4.   KLİNİK ÖZELLİKLER

    4.1. Terapötik endikasyonlar

    TRODELVY, aktif beyin metastazı olmayan, önceden en az iki basamak kemoterapi almış (en az bir basamağı metastatik evrede alma şartıyla), rezeke edilemeyen lokal ilerlemiş veya metastatik üçlü negatif meme kanseri olan yetişkin hastaların tedavisinde endikedir (Bkz. Bölüm 5.1).

    4.2. Pozoloji ve uygulama şekli

    TRODELVY hastalara yalnızca kanser hastalığı tedavilerinin kullanımında deneyimli sağlık mesleği mensupları tarafından reçetelenmeli ve uygulanmalı ve ayrıca eksiksiz resüsitasyon imkanlarının mevcut olduğu bir ortamda uygulanmalıdır.

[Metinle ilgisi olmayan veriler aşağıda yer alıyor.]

Issue #58, opened 2026-08-03
Delete the 63 triaged files and repoint all ten references


qcentic-dev:
Part of #23. **Spec:** [ADR 0016 — The 0.1.0 shape](https://github.com/actana/control/blob/main/docs/adr/0016-the-0-1-0-shape.md), clauses **D46**.

**Phase 4 — Docs and deletions**
**Blocked by:** #53, #54, #55, #56, #57
**Blocks:** #59

## What

**Promotions first, deletion second** — steps 2–3 of #17's landing order must precede this one so no citation is ever dangling at a commit boundary. That is why this ticket is blocked by four ADR/doc tickets and by T28.

63 files: `.scratch/` (38 — 3 `spec.md` + 35 issue notes), `docs/specs/` (12), `docs/tickets/` (13), plus the `## Historical working notes` section of `docs/agents/issue-tracker.md` (it exists to point at `.scratch/` and must not outlive it).

Everything else failed #17's test — *does this document a decision or constraint that is still true, and is it recorded nowhere else?* The ADRs, `domain-model.md`, `ci-cd.md`, `INSTALL.md` and above all the **code's own comments** already hold it, often in better words. A large slice is not merely redundant but **void**: all 12 `docs/tickets/` files are Electron-era breakdowns of code ADR 0010 removed.

Restate the justification: the archive is this clone and the `azure` remote, **not** git history.

## Done when

- [ ] All 63 files are gone
- [ ] The nine `packages/shared/src/schema-bootstrap.ts` citations are repointed — lines 460/466/474/483/501 → ADR 0007, 492 → ADR 0006 (drop path only), 510 → ADR 0009 (drop path only), **518 → ADR 0014, 527 → ADR 0015** (shifted per D44). The comments themselves are self-contained and stay; only the citation dies
- [ ] `.github/workflows/*` `paths-ignore` drops the dead `.scratch/**` entry; `.dockerignore:25` drops `.scratch`
- [ ] `docs/README.md`'s `## Historical record` section is removed entirely — `upstream/` and `refactor-plan.md` no longer exist to hold it up
- [ ] `docs/upstream/`'s four `../specs` links (`DIVERGENCE.md:5`, `PROVENANCE.md:4,79`, `BACKLOG.md:4`) become ADR references
- [ ] `rg -n 'docs/specs|docs/tickets|\.scratch' --hidden` returns nothing outside this PR's own diff

---

[...]

Issue #57, opened 2026-08-03
Move repo-template/ out of the clone before it is deleted


qcentic-dev:
Part of #23. **Spec:** [ADR 0016 — The 0.1.0 shape](https://github.com/actana/control/blob/main/docs/adr/0016-the-0-1-0-shape.md), clauses **D46**.

**Phase 4 — Docs and deletions**
**Blocked by:** nothing — can start immediately
**Blocks:** #58

## What

**Deleting this destroys it.** `repo-template/` (21 files) is untracked, exists only in this working clone, and is in no git history anywhere — including `actana/control`, which is one squashed commit. #6 frame item 10's *"git history is the archive"* is false here, and this is the case where that matters most.

It also should not ship. Its own README calls it an *"Enterprise Repo Governance Template … a drop-in convention package for open source / team repositories"*. It is generic, names no product, and shipping it means every reader meets a second competing set of `CONTRIBUTING.md`/`SECURITY.md`/`CODE_OF_CONDUCT.md`/`SUPPORT.md` in the tree — precisely the "which one is real?" failure #6 exists to kill.

It has already done its job: `GOVERNANCE.md` is byte-identical to the root copy (copied, never customised) and the other four differ (customised). The template was the source; the root files are the applied output. Keeping the source next to the output is how they drift.

## Done when

- [ ] `repo-template/` exists at its own home — its own repository, or at minimum a directory outside this working tree — **verified present there** before anything is removed
- [ ] Only then is it removed from the clone
- [ ] It is **not** added to `.gitignore`: an ignore rule for a directory that should not exist is a note to a future reader that it might come back

---

<sub>Decisions are locked in ADR 0016. If this ticket needs one changed, amend the ADR in the same PR — do not decide it in a comment.</sub>

Issue #56, opened 2026-08-03
K4: fix actano.ai in ADR 0007


qcentic-dev:
Part of #23. **Spec:** [ADR 0016 — The 0.1.0 shape](https://github.com/actana/control/blob/main/docs/adr/0016-the-0-1-0-shape.md), clauses **D46**.

**Phase 4 — Docs and deletions**
**Blocked by:** nothing — can start immediately
**Blocks:** #58

## What

`docs/adr/0007-scope-narrowing-and-rebrand.md:24` says the update-manager stub points at `control.actano.ai`. The only place resolving that typo is `docs/specs/09-rebrand-and-auto-update.md:377` — *"`actana.ai` is authoritative"* — which T29 deletes. Delete it first and a live ADR keeps a misspelled domain with nothing to correct it.

Doubly stale: `electron/update-manager.ts` went with Electron (ADR 0010). Correct the spelling or strike the clause; cheap either way. Same PR also strikes the `docs/specs/` pointer at :19.

## Done when

- [ ] `actano.ai` appears nowhere in the repo
- [ ] ADR 0007:19's `docs/specs/` pointer is struck; the ADR stands without it
- [ ] ADR 0009:17's `docs/specs/10-remove-sandbox.md` reference is rewritten without the path

---

<sub>Decisions are locked in ADR 0016. If this ticket needs one changed, amend the ADR in the same PR — do not decide it in a comment.</sub>

qcentic-adm:
**Left open: one of the three "Done when" boxes is not satisfied by the shipped tree.**

The work for this ticket rode the **0.3.2** train — on `main` as **6cd15ca** (`chore: 0.3.2 improvement sweep`), promoted through **#262**, from **#254** on the train. Two of the three boxes are met; the first is not, and #254's own commit message says so deliberately, so this is a scope decision to confirm rather than a mistake to hunt.

**Met:**

- **"ADR 0007:19's `docs/specs/` pointer is struck; the ADR stands without it."** The Consequences bullet now reads *"Nine removal specs land as separate PRs (Whisper, Pet + multiplayer, … plus cross-core notifications add and the rebrand)."* — the trailing *"See `docs/specs/`."* is gone from `docs/adr/0007-scope-narrowing-and-rebrand.md:21` and the sentence stands without it.
[...]

PR #256, opened 2026-08-18
docs: record why the release is unsigned, and repoint the citations that said so

### LINKED ISSUE #55: K3: the no-code-signing paragraph, and repoint install.sh:295

qcentic-dev:
Closes #55. Part of #23, ADR 0016 clause **D46** (K3).

Promotes the last home of the "no code signing" decision out of
`.scratch/harness-installer/spec.md` — a file #58 deletes — and repoints the two
documentation citations that name it.

## What changed

- **`docs/ci-cd.md`** — a new `### Integrity is published checksums, not signatures`
  under `## The release artifacts`: what is and is not signed, what the checksums
  prove and what they do not, why unsigned is safe for a `curl | bash` transport,
  the `xattr` corollary, and the cross-link to #24.
- **`install.sh`** — the checksum comment cited `spec: "No code signing"`; it now
  cites `docs/ci-cd.md` and the section by name. **Comment only** — no installer
  behaviour changes, and `sh -n install.sh` is clean.
- **`docs/core-macos-prerelease-checklist.md`** — its Gatekeeper note deferred to
  #55, which this PR closes. Left alone it would have pointed at a closed issue
  instead of at the reason, so it now links the section.

No source file and no workflow is touched.

## Accuracy: what I checked before writing it

The ticket's framing was checked against what the release actually produces
today, not against the spec being deleted, and it needed one correction.

- **`.github/workflows/release.yml`** — the assets are three tarballs plus
  `SHA256SUMS` (asserted at an explicit count check), composed and re-verified
  with `sha256sum -c`. No signing secret on the path: `github.token` for the
  assets, the Docker Hub PAT for the mirror.
- **`.github/workflows/container-image.yml`** — the images are built with plain
  `docker build` and stitched with `docker buildx imagetools create`. Not
  `buildx build`, so there is no BuildKit provenance or SBOM attestation on them
  either.
- **The correction.** The npm job publishes `@actana/sdk` and `@actana/cli` with
  `--provenance` and reads the SLSA attestation back off the registry before the
  release succeeds. A flat "nothing in this project is signed" — which is how the
  old spec line reads — is contradicted by the release itself. The section states
  the npm exception explicitly and bounds it: provenance attests where a package
  was built, not the tarballs and not the images.
- **`grep -rn 'cosign|notariz|codesign|authenticode'`** across the repo — no
  signing tooling anywhere outside prose about the deleted Electron app.
- **Both verifiers.** `install.sh` fetches `SHA256SUMS` before the tarball and
  dies on mismatch; `packages/core/src/actana-update.ts:123` does the same for
  `actana update`. The section's "verified by both" claim is from those two call
  sites, not from the spec.
- **`docs/adr/0010`** — deferred signing to "Harness distribution planning". This
  section is that answer, and it says so.

## Links: which ones, and how

Every relative link in both changed files was resolved against the worktree with
a script (path exists; `#anchor` present as a heading), not eyeballed:

| Link | Checked how |
| --- | --- |
| `../INSTALL.md` | file exists; read §"Gatekeeper, and downloading the tarball in a browser" — it is the `xattr` escape hatch the section defers to |
| `../packages/core/src/actana-update.ts` | file exists; read the checksum branch that backs the claim |
| `adr/0010-panel-becomes-a-self-hosted-web-service.md` | file exists; read the deferral sentence |
| `#npm` (in-page) | heading `### npm` present → slug resolves |
| `ci-cd.md#integrity-is-published-checksums-not-signatures` (from the checklist) | target file exists **and** the new heading's slug matches |
| #24, #55, #58 | `gh api repos/actana/control/issues/N` — #24 confirmed **open** and titled "Supply chain: sign the release, publish an SBOM and provenance" |

All 35 relative links in the two files resolve, and all 7 in-page anchors in
`docs/ci-cd.md` resolve.

## One deliberate deviation, and one thing left undone

**The path is `docs/ci-cd.md`, not `docs/contribute/ci-cd.md`.** The ticket and
D46 both name `contribute/`. That directory does not exist yet — ADR 0016 line 71
already says `docs/ci-cd.md` is "G3's destination, until #59 moves it to
`docs/contribute/`", and the G3 row carries the same parenthetical. Writing the
ticket's literal path would have shipped exactly the dead link this change exists
to remove, so it is written and cited at the path that exists today and moves
with the tree under #59. **No ADR amendment is needed** — 0016 already anticipates
this.

**`packages/core/src/actana-update.ts:137` carries the identical dangling
citation** (`spec: "No code signing"`) and is **deliberately untouched**: it is
source, and this PR is documentation. It is one of the ten references #58
repoints. Flagging it so it is not lost.

## Boundaries

Nothing here touches ADR 0007's domain correction (#56) or `repo-template/`
(#57). Base is `chore/improvement-sweep`, not `main` and not a beta branch.
Draft, and staying draft.

### DIFF
--- a/docs/ci-cd.md
+++ b/docs/ci-cd.md
@@ -232,8 +232,12 @@ the digest claim is about the container images only.
 container images are unsigned: no Apple notarization, no Windows Authenticode —
 there is no Windows artifact to sign — and no detached GPG or Sigstore signature
 over a tarball or an image manifest. `release.yml` carries no signing secret at
-all; the only credentials on the release path are `github.token` for the assets
-and the Docker Hub PAT for the mirror.
+all — its one signing-adjacent capability, `id-token: write` on the `npm` job,
+is keyless OIDC rather than a key. Three credentials sit on the release path
+and none of them signs anything: `github.token` for the Release assets, the
+`DOCKERHUB_USERNAME` / `DOCKERHUB_TOKEN` PAT for the images, and `NPM_TOKEN`
+for the packages. The last two are each mandatory, gated by their own `resolve`
+step that fails the release before anything is built when they are unset.
 
 Integrity is **the published checksums**, and both paths that put a Core on a
 machine verify them. `install.sh` fetches `SHA256SUMS` *before* the tarball, and
--- a/docs/ci-cd.md
+++ b/docs/ci-cd.md
@@ -226,6 +226,63 @@ guarantee](#the-digest-guarantee-where-it-starts-and-where-it-stops). The Core
 tarballs are not: they are built by the release, from the promoted commit, and
 the digest claim is about the container images only.
 
+### Integrity is published checksums, not signatures
+
+**Nothing a release ships is code-signed.** The three Core tarballs and both
+container images are unsigned: no Apple notarization, no Windows Authenticode —
+there is no Windows artifact to sign — and no detached GPG or Sigstore signature
+over a tarball or an image manifest. `release.yml` carries no signing secret at
+all; the only credentials on the release path are `github.token` for the assets
+and the Docker Hub PAT for the mirror.
+
+Integrity is **the published checksums**, and both paths that put a Core on a
+machine verify them. `install.sh` fetches `SHA256SUMS` *before* the tarball, and
+`actana update` does the same for an in-place upgrade
+([`actana-update.ts`](../packages/core/src/actana-update.ts)); each compares the
+SHA-256 it computed against the release's own line and refuses to install on a
+mismatch. What that proves is bounded, and both call sites say so in a comment:
+the tarball is the one the release's checksum file describes. The checksums came
+over the same channel as the bytes, so this catches corruption and truncation —
+not a release channel someone else controls. That is the gap a signature would
+close, and it is open.
+
+One release surface is attested, and it is not a counter-example: the npm
+packages are published with `--provenance`, so `@actana/sdk` and `@actana/cli`
+carry a SLSA provenance attestation that the release reads back off the registry
+before it succeeds ([npm](#npm)). Provenance attests *where a package was
+built*. It is not a signature over a released binary, and it covers neither the
+tarballs nor the images.
+
+**Why unsigned is safe for the way this ships.** The distribution path is
+`curl | bash`, and `curl` — like `wget` — does not set the
+`com.apple.quarantine` extended attribute. Nothing arriving by that path is ever
+quarantined, so **Gatekeeper never intervenes**, and there is no dialog for
+notarization to buy off. This is a claim about the *transport*, not about the
+bytes: revisit it the moment a browser-download distribution is added, because a
+browser does set the attribute. That case is already the operator's, not the
+installer's — [`../INSTALL.md`](../INSTALL.md) documents `xattr -dr
+com.apple.quarantine` as the escape hatch for a tarball fetched in Safari or
+Chrome.
+
+**The corollary, which already cost one review cycle: do not add `xattr -dr
+com.apple.quarantine` to `actana setup`.** It is a recursive attribute strip run
+on every install to undo a state the install path cannot produce. On the paths
+`actana setup` actually runs on there is nothing to clear, so it buys nothing;
+on any other path it silently clears quarantine on files that legitimately carry
+it, turning a Gatekeeper decision into something the installer made on the
+operator's behalf without saying so. The strip stays where it is, in `INSTALL.md`,
+run by hand by the person who knows they used a browser.
+
+This is the current posture, not a permanent refusal.
+[ADR 0010](adr/0010-panel-becomes-a-self-hosted-web-service.md) voided the
+Panel's desktop signing story and deferred the question to Harness distribution
+planning; this section is that answer, and
+[#24](https://github.com/actana/control/issues/24) — sign the release, publish
+an SBOM and provenance — is where it changes. Until that lands, treat every
+statement above as load-bearing rather than incidental: `install.sh`'s checksum
+comment points here, and the macOS prerelease checklist's Gatekeeper box assumes
+it.
+
 ## The tag ladder
 
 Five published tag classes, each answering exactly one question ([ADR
PR #259, opened 2026-08-18
chore(release): promote 0.3.1

mrfqcentic:
This is the ADR 0023 promotion gate for the 0.3.1 train. Per D5 and D16, promotion is consumed through this pull request: its checks and approval are the gate, and its head SHA is what the beta digest is verified against. Merging it promotes beta/0.3.1 into main.

Tickets carried by this train:

- **#243** — settle Core-owned Sessions
- **#244** — advance the live-event cursor only after a send lands
- **#242** — key the Session drive register by client id
- **#186** — reconcile pane events with tab interest
- **#208** — settle the tip hunt in events-tail-cursor

The train was stamped 0.3.1 across all six manifests.


qcentic-adm (approved):
Approved for promotion: the 0.3.1 train is cleared to go to main under the ADR 0023 gate.

PR #262, opened 2026-08-18
chore: 0.3.2 improvement sweep - docs, contracts and repo hygiene

qcentic-dev:
Replaces **#258**, which was auto-closed when `beta/0.3.2` had to be deleted and re-cut.

The original train carried two cut commits (`fc946ca`, `ca9912a`) whose message bodies exceeded the 132-column `body-max-line-length`, so the Conventions check failed on the promotion PR. The train is now a single clean commit — `aed430f chore(release): cut beta/0.3.2` — sitting directly on `main` at `3b14453`, bumping exactly six manifests to 0.3.2.

This branch is the **same six tickets**, cherry-picked one by one onto the re-cut train. The old branch `chore/improvement-sweep` is untouched at `1a99db8` as a safety net; neither bad cut commit nor the merge that carried them is in this history.

## Commit mapping

| # | Original (on `chore/improvement-sweep`) | New (here) | Title |
|---|---|---|---|
| 1 | `cdad08e` | `2611361` | fix(core): keep a separator where sanitizeInitialInput drops a line break (#251) |
| 2 | `dc7be56` | `2a757c7` | refactor(sdk): give CoreFilesErrorCode a single owner (#253) |
| 3 | `59c56ae` | `675340b` | docs(release skill): describe the ADR 0023 trigger and where macos-release sits (#252) |
| 4 | `d964029` | `9295381` | docs(adr): correct the update host domain in ADR 0007 and drop the docs/specs pointers (#254) |
| 5 | `2a7ad5a` | `fa36d20` | docs: record why the release is unsigned, and repoint the citations that said so (#256) |
| 6 | `8d7a64b` | `5aa10ca` | chore(repo): record that repo-template/ is absent from this clone (#255) |

Commit 6 is a deliberately empty commit recording issue #57 — it carries no file changes and was preserved with `--allow-empty --keep-redundant-commits`.

## Verification

- All six cherry-picks applied **without conflict**.
- `git diff --name-only beta/0.3.2..HEAD` → exactly **19 files**, **no `package.json`** among them.
- `git diff beta/0.3.2..HEAD -- '*package.json'` → empty. The manifests stay exactly as the cut left them at 0.3.2.
- No conflict markers anywhere in the tree.
- Commit messages: longest body line is **81** chars (limit 132); longest subject is **93** (limit 120). `commitlint --from beta/0.3.2 --to HEAD` against this repo's own `commitlint.config.mjs` exits **0** — 0 problems, 0 warnings.

Left as a **draft**.

PR #254, opened 2026-08-18
docs(adr): correct the update host domain in ADR 0007 and drop the docs/specs pointers

qcentic-dev:
Closes #56. Part of #23. Base is `chore/improvement-sweep`.

ADR 0007 said the disabled update-manager stub points at `control.actano.ai`.
The only thing in the repo that resolved that typo was spec 09's Open Questions
(*"`actana.ai` is authoritative"*), and `docs/specs/` is slated for deletion — so
deleting it first would have left a live ADR carrying a wrong domain with nothing
to correct it. This fixes the domain and, per the ticket, also strikes the two ADR
pointers into `docs/specs/`.

## Every occurrence of the misspelling in the repo

`grep -rn -i actano .` over the whole worktree (excluding `.git/` and
`node_modules/`) — **12 hits in 4 files, all under `docs/`. Zero hits outside
`docs/`**: no source file, config, workflow, test fixture, or `package.json`
contains it.

### Changed (4)

| File:line | Text | Why changed |
| --- | --- | --- |
| `docs/adr/0007-scope-narrowing-and-rebrand.md:26` | `control.actano.ai` | The ticket's target. A live ADR consequence stating the update host. |
| `docs/specs/09-rebrand-and-auto-update.md:10` | `control.actano.ai` | Same domain, prose. |
| `docs/specs/09-rebrand-and-auto-update.md:26` | `control.actano.ai` | Same domain, prose in the `package.json` table's *note* column (not a value — the value in that row is `"publish": null`). |
| `docs/specs/09-rebrand-and-auto-update.md:182` | `control.actano.ai` | Same domain, inside a fenced block quoting a prospective comment for `electron/update-manager.ts`. Flagging the judgement call: it is a code block, but it is prose-in-a-comment, the file no longer exists (Electron left with ADR 0010), and nothing reads it. Say the word and I will revert this one line. |

### Found and deliberately NOT changed (8)

**A proposed bundle identifier, out of the ticket's reach (3 hits).** The string
`ai.actano.control`, offered as a candidate `build.appId`. It is *not* a live
value: there is no `appId` anywhere in this repo — no `build` block in
`package.json`, no `electron/`, no `build/` — only a proposal in a spec for the
packaging config that ADR 0010 removed. It is left alone for two reasons that do
not depend on that:

- It does not contain the string `actano.ai`, so AC1 never reached it; and D46/K4
  is narrower still — *"fix `actano.ai` in ADR 0007"*, one domain, one file.
[...]

PR #263, opened 2026-08-18
chore(release): promote 0.3.2

mrfqcentic:
This is the promotion gate for 0.3.2.

It promotes the `beta/0.3.2` train onto `main`. The train contains the release cut
(`aed430f`) and the squashed 0.3.2 improvement sweep (`6cd15ca`, PR #262, 19 files
across six tickets).

## Do not merge this pull request by hand

`promote.yml` performs the promotion as a **fast-forward** of `main` to the tip of
`beta/0.3.2`, preserving the exact commit SHAs on the train.

Pressing the **Merge** or **Squash** button in the GitHub UI instead creates a *new*
commit with a *new* SHA. That breaks the ADR 0023 D16 revision-label assertion, which
pins the released revision label to the SHA carried on the train. This is precisely
what made 0.3.1 unreleasable and forced that train to be re-cut.

Let the workflow do the fast-forward.

## Pre-flight

- Longest commit body line on `origin/main..origin/beta/0.3.2`: **95** characters
  (Conventions commitlint limit is 132).


qcentic-adm (approved):
Approving. Verified against the refs and the enforcing lines, not the description.

**1. Fast-forward, two commits, no merge.** `origin/main` is `3b14453`, `origin/beta/0.3.2` is `6cd15ca`, and `git rev-list --left-right --count` is `0  2`. The chain is linear — `3b14453 <- aed430f <- 6cd15ca`, each with a single parent — `git rev-list --merges` over the range is empty, and `merge-base(main, beta/0.3.2)` is `3b14453` itself. `main` is an ancestor, so D5's fast-forward is genuinely available and no merge commit is needed.

**2. Conventions is green on its merits.** The rule is `body-max-line-length: [2, 'always', 132]` (and the same for the footer) in `commitlint.config.mjs`, severity 2. The longest line in the whole range is 95 characters — `* docs(adr): correct the update host domain in ADR 0007 and drop the docs/specs pointers (#254)`, line 234 of the sweep body — leaving 37 characters of headroom; `aed430f`'s longest is 64. Headers are 72 and 30 against the 120 limit. The check log shows commitlint invoked with `--from 3b14453… --to 6cd15ca…` and reporting `found 0 problems, 0 warnings` for both commits, so both were actually linted. `Lint the PR title` is `skipped`, which is the deliberate promotion-PR exemption (D5/D38), not a silent pass.

**3. Six manifests at 0.3.2, asserted against this train.** From the `Train rules` log, not its status:

```
Base: main
Head: beta/0.3.2
Promotion pull request for 0.3.2.
  ✅ the version set is 6 manifests, and covers every workspace package
  ✅ package.json is 0.3.2
  ✅ packages/cli/package.json is 0.3.2
  ✅ packages/core/package.json is 0.3.2
  ✅ packages/panel/package.json is 0.3.2
  ✅ packages/sdk/package.json is 0.3.2
  ✅ packages/shared/package.json is 0.3.2
  ✅ Branch model satisfied.
```

The expected version is derived from the head branch name, so it is asserted against *this* train. Confirmed independently by reading the six files at `6cd15ca`, and `packages/*/package.json` is exactly the five in the list, so the set-coverage guard has nothing outside it.

**4. D16 holds — the digest carries this PR's head SHA.**

```
docker.io/actana/core:beta-0.3.2  is actana/core@sha256:3c5fafa97e1896fcb934ea6695930735cb8e4467a8ff2cc39339804f2b629dc3
  revision label: 6cd15ca2890b45f12f92e45c29a00ae933aa470f
  expected:       6cd15ca2890b45f12f92e45c29a00ae933aa470f

docker.io/actana/panel:beta-0.3.2 is actana/panel@sha256:715014077c09205cd78027ce1e640124690893b06193a74fb12b41ab3be7104c
  revision label: 6cd15ca2890b45f12f92e45c29a00ae933aa470f
  expected:       6cd15ca2890b45f12f92e45c29a00ae933aa470f
```

Both jobs ran in `mode: verify` and both ended `✅ … carries 6cd15ca… — the promoted digest is the tested one`.

The re-run is the authoritative one, and the first failure was a real race rather than flakiness. Attempt 1 read `beta-0.3.2` at 19:10:31 and got `sha256:3c35b0d5…` with `revision label: aed430f8…` — the *cut* commit, because the train's `Publish the multi-arch manifest` had not run yet. That manifest pushed `sha256:3c5fafa9…` to `actana/core:beta-0.3.2` at 19:11:41; attempt 2 read it at 19:16:57 and got exactly that digest. The `Train rules` log names the same race from the other side (`beta/0.3.2's latest push is in_progress`). Attempt 2 is the latest attempt and is what the required checks resolve to — every check run on `6cd15ca` is now `success` or `skipped`.

One scope note, not a blocker: the PR-gate verify matrix is pinned to amd64 (`ci.yml:978`, `:1017`), so D16 is asserted here for `linux/amd64` only. The arm64 legs of the train build do carry the label (`Labelling with org.opencontainers.image.revision=6cd15ca…` in both arm64 jobs), and `release.yml` calls `container-image.yml` with no matrix override, so promote mode re-asserts every architecture before any retag.

**5. 25 files = 19 + 6, nothing unexpected.** The cut `aed430f` touches exactly the six manifests, one line each, `0.3.1 → 0.3.2`. The sweep `6cd15ca` touches exactly the 19 ticket files. Nothing under `.github/` changed — no workflow, no ruleset doc, no `commitlint.config.mjs`, no Dockerfile. `git diff --summary` shows four new regular files (`100644`) and no mode changes, symlinks or submodules.

---

**Before dispatching `promote.yml`: `beta/0.3.1` still exists on origin and will change what the workflow does.**

`beta/0.4.0` does not exist — no branch or ref matches it. But `beta/0.3.1` is still there at `d438e5c`. `resolve` computes `all_trains` from `ls-remote refs/heads/beta/*` and filters out the train being promoted, so `survivors` is `beta/0.3.1`, `survivor_count` is 1, and **`hotfix=true`** — even though this is an ordinary promotion. Two consequences:

* `next-train` is gated on `hotfix == 'false'`, so it is **skipped**. No `beta/0.4.0` is cut, and the repo is left with the abandoned `beta/0.3.1` as its only open train.
* `rebase-train` is gated on `hotfix == 'true'`, so it **runs**: it force-pushes `beta/0.3.1` rebased onto the new `main` and republishes its images. `main` is not an ancestor of `d438e5c` (they diverged 1/2 at `da2af3e`), so it will not take the "nothing to rebase" exit and will attempt the rebase. That rebase is very likely to conflict: `54e7646` patches the six manifests `0.3.0 → 0.3.1`, and on the new `main` they read `0.3.2`, so the context will not match. Worth noting that `main`'s tree and `beta/0.3.1`'s tree are already byte-identical (`920a12a…`) — the squash landed its content in full, so there is nothing on that branch to preserve.

`rebase-train` runs after `advance` and `release`, so a failure there leaves `main`, `v0.3.2` and the release correct and only that branch broken — but it is an avoidable red run. Promotion is `workflow_dispatch` only (approval triggers nothing), so deleting `beta/0.3.1` before dispatching costs nothing and gets the ordinary path: `hotfix=false`, no force-push, and `beta/0.4.0` cut automatically.

PR #2441, opened 2016-04-27
Reduce the number of session/db notifications

thc202:
Reduce the number of session/db notifications (sessionChangedAllPlugin,
sessionAboutToChangeAllPlugin and databaseOpen) when creating a new
session by creating the database at the same time as the session (which
no longer requires calling the previously mentioned methods twice).

More detailed changes:
 - Control:
  - Change methods newSession() and newSession(String, SessionListener)
  to also create the empty database and no longer notify of
  sessionAboutToChangeAllPlugin (done by new method);
  - Deprecate the method createAndOpenUntitledDb(), no longer needs to
  be called by external code;
  - Add helper method that creates the database and only notifies of
  sessionAboutToChangeAllPlugin;
 - CoreAPI and MenuFileControl, remove the calls to the method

    Pozoloji/uygulama sıklığı ve süresi:

    Önerilen sacituzumab govitekan dozu, 21 günlük tedavi sikluslarının 1. gününde ve 8. gününde olmak üzere bir hafta arayla intravenöz infüzyon olarak uygulanan 10 mg/kg vücut ağırlığıdır. Tedaviye, hastalık progresyonu veya kabul edilemez toksisite meydana gelene kadar devam edilmelidir.

    Önleyici tedavi

    Sacituzumab govitekanın her bir dozunun öncesinde, infüzyonla ilişkili reaksiyonların ve kemoterapinin indüklediği bulantı ve kusmanın (KİBK) önlenebilmesi için tedavi önerilir (Bkz. Bölüm 4.4).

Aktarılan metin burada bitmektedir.